▶ **Exercise directions**
When you reach the entries below, transcribe each line word for word.

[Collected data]
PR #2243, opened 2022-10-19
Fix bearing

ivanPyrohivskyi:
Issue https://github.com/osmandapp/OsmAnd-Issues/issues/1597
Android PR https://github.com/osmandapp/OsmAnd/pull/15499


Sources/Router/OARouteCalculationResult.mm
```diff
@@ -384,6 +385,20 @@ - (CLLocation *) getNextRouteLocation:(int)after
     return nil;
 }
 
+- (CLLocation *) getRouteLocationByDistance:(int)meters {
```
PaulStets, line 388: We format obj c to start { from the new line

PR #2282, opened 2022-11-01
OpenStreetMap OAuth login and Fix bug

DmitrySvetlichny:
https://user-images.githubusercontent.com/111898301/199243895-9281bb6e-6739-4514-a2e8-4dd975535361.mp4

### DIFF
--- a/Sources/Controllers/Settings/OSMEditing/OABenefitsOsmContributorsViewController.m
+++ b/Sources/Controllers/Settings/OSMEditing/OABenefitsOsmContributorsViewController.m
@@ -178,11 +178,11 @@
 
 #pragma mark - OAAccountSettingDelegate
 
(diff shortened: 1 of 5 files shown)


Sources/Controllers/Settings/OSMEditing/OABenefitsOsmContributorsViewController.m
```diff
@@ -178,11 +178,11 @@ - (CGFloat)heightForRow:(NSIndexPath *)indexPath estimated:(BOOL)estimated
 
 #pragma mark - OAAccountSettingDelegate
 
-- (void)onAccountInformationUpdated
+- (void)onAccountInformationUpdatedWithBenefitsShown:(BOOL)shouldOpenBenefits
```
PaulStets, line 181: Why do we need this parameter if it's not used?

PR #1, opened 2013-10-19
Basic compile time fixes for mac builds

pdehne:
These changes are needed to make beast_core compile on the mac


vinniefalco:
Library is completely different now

▶ **Response to the exercise**
PR #2243, opened 2022-10-19
Fix bearing

ivanPyrohivskyi:
Issue https://github.com/osmandapp/OsmAnd-Issues/issues/1597
Android PR https://github.com/osmandapp/OsmAnd/pull/15499


Sources/Router/OARouteCalculationResult.mm
```diff
@@ -384,6 +385,20 @@ - (CLLocation *) getNextRouteLocation:(int)after
     return nil;
 }
 
+- (CLLocation *) getRouteLocationByDistance:(int)meters {
```
PaulStets, line 388: We format obj c to start { from the new line

PR #2282, opened 2022-11-01
OpenStreetMap OAuth login and Fix bug

DmitrySvetlichny:
https://user-images.githubusercontent.com/111898301/199243895-9281bb6e-6739-4514-a2e8-4dd975535361.mp4

### DIFF
--- a/Sources/Controllers/Settings/OSMEditing/OABenefitsOsmContributorsViewController.m
+++ b/Sources/Controllers/Settings/OSMEditing/OABenefitsOsmContributorsViewController.m
@@ -178,11 +178,11 @@
 
 #pragma mark - OAAccountSettingDelegate
 
(diff shortened: 1 of 5 files shown)


Sources/Controllers/Settings/OSMEditing/OABenefitsOsmContributorsViewController.m
```diff
@@ -178,11 +178,11 @@ - (CGFloat)heightForRow:(NSIndexPath *)indexPath estimated:(BOOL)estimated
 
 #pragma mark - OAAccountSettingDelegate
 
-- (void)onAccountInformationUpdated
+- (void)onAccountInformationUpdatedWithBenefitsShown:(BOOL)shouldOpenBenefits
```
PaulStets, line 181: Why do we need this parameter if it's not used?

PR #1, opened 2013-10-19
Basic compile time fixes for mac builds

pdehne:
These changes are needed to make beast_core compile on the mac


vinniefalco:
Library is completely different now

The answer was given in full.